Tech transfer and R&D facilities – In October the government committed an additional £100 million until 2020-21 to extend and enhance the Biomedical Catalyst. These funds will be allocated to Innovate UK. Funding of £100 million will also be provided until 2020-21 to incentivise university collaboration in tech transfer and in working with business, with the devolved administrations receiving funding through the Barnett formula in the usual way.
Science and Innovation Audits – The government has selected 8 areas for the second wave of Science and Innovation Audits: Bioeconomy of the North of England; East of England; Innovation South; Glasgow Economic Leadership; Leeds City Region; Liverpool City Region; Offshore Energy Consortium; and Oxfordshire Transformative Technologies. The government is also announcing a further opportunity to apply to participate in a third wave of audits.
The government welcomes the National Infrastructure Commission (NIC)’s interim report into the Cambridge-Milton Keynes-Oxford growth corridor, accepts the recommendation for an Oxford-Cambridge expressway, and will provide £27 million in development funding.

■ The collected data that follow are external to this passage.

PR #2237, opened 2025-09-16
FIX: out of range exception when pressing undo after creating and editing a new control scheme (ISXB-1607) 

Darren-Kelly-Unity:
### Description

You could cause multiple null or out of range exceptions if you press undo while editing a control scheme.
This is caused by undo causing the control scheme to be removed while you still have the edit window open.

Now the edit window will close immediately if you press undo while it's open.

Ticket:
https://jira.unity3d.com/browse/ISXB-1607

Video of fix (Usually undoing when editing the new control scheme would throw an exception / it could also cause other exceptions if the window was left open, therefore I now close it when this happens to avoid future issues):

https://github.com/user-attachments/assets/8c7f78ed-dfd8-4c2d-b24a-6f01363ce6a0

### Testing status & QA
Tested manually all the cases I could find until all exceptions were gone. There was multiple paths to create exceptions due to the asset being removed via undo.

### Overall Product Risks

- Complexity: 2
- Halo Effect: 1

### Comments to reviewers

### Checklist

Before review:

- [x] Changelog entry added.
    - Performance tests.
    - Integration tests.
    - Usage code examples added.

During merge:

    - `NEW: ___`.
    - `FIX: ___`.
    - `DOCS: ___`.
    - `CHANGE: ___`.
    - `RELEASE: 1.1.0-preview.3`.

After merge:


Packages/com.unity.inputsystem/InputSystem/Editor/UITKAssetEditor/Views/InputActionsEditorView.cs
```diff
@@ -104,6 +107,27 @@ public InputActionsEditorView(VisualElement root, StateContainer stateContainer,
...
             s_OnPasteCutElements.Add(this);
+
+            Undo.undoRedoPerformed += CheckForInvalidControlSchemeInOneFrame;
+        }
+
+        private async void CheckForInvalidControlSchemeInOneFrame()
+        {
+            try
+            {
+                await Task.Delay(1);
```
ekcoh: This await Task.Delay(1) raises warning flags to me. What guarantees this is valid to execute 1 second from now? 
- Why does it have to be delayed?
- It looks like this runs async but code being accessed do not seem to be thread safe?
- Is there a logical condition not based on time when this is valid to execute?

Packages/com.unity.inputsystem/InputSystem/Editor/UITKAssetEditor/Views/InputActionsEditorView.cs
```diff
@@ -104,6 +107,27 @@ public InputActionsEditorView(VisualElement root, StateContainer stateContainer,
                 });
 
             s_OnPasteCutElements.Add(this);
+
+            Undo.undoRedoPerformed += CheckForInvalidControlSchemeInOneFrame;
```
ekcoh: Maybe I am misunderstanding this PR/issue so I want to check whether this problem is if you undo text editing while in text editing mode? Such editing should not have been applied yet to any serializedProperty right or am I misunderstanding this issue?

ekcoh (commented):
Mainly asking question at this point since I am not sure I understand this fix or problem yet....

Packages/com.unity.inputsystem/InputSystem/Editor/UITKAssetEditor/Views/InputActionsEditorView.cs
Darren-Kelly-Unity: It's a bit different than that, basically the last undo when opening a control scheme to edit is the creation of the asset.

Therefore undoing while editing the name actually deletes the asset.
This of course causes exceptions when inside the edit window if you try to alter the asset or even try to close it.

My solution I have landed on for now is to close the control scheme view when this happens and revert to selecting the all controls control scheme now instead.

Packages/com.unity.inputsystem/InputSystem/Editor/UITKAssetEditor/Views/InputActionsEditorView.cs
Darren-Kelly-Unity: You are right, it was something I added at the end to solve an exception but it's not the correct way to do this.

I have now resorted to just closing the window when an undo is triggered if it's open.

This has one side effect though that it will trigger the view to close in a case where it might not need to, definitely less bad than all the exceptions it could cause previously.

The best solution that I could not figure out a way to do would be to add the opening of the control scheme editor popup to the undo stack so that pressing undo would close it, I did find a way to possibly do this but it would add a good amount of complexity and would be quite hacky.

I chose not to go this route in the end as the undo api is not really designed to be used with things that are not Objects/GameObjects.

ekcoh (approved):
Thanks for looking into this Darren, not sure I fully understand the fix but it seems legit. Since the editor is something where we do not have the greatest coverage, do you think it would be feasible to auto-test this regression somehow? If not or unfeasible I think it can land as-is with manual testing.

ekcoh:

Pauliusd01 (approved):

jfreire-unity (approved):

Darren-Kelly-Unity:
@ekcoh I tried adding a test for this like discussed in standup but ran into issues with the advanced dropdown not using UIToolkit causing issues.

The government will award £1.8 billion to Local Enterprise Partnerships (LEPs) across England through a third round of Growth Deals. £556 million of this will go to the North of England, £392 million to LEPs in the midlands, £151 million to the east of England, £492 million to London and the south east, and £191 million to the south west. Awards to individual LEPs will be announced in the coming months. This funding of local infrastructure will improve transport connections, unlock house building, boost skills, and enhance digital connectivity.
Education and Skills
Grammar schools capital – The government will provide £50 million of new capital funding to support the expansion of existing grammar schools in each year from 2017-18.
Expanding medical training places – The Autumn Statement includes the additional student loan outlay expected following the announcement made by the Secretary of State for Health on 4 October 2016 that the government will fund up to 1,500 additional medical training places each year, from the 2018-19 academic year onwards.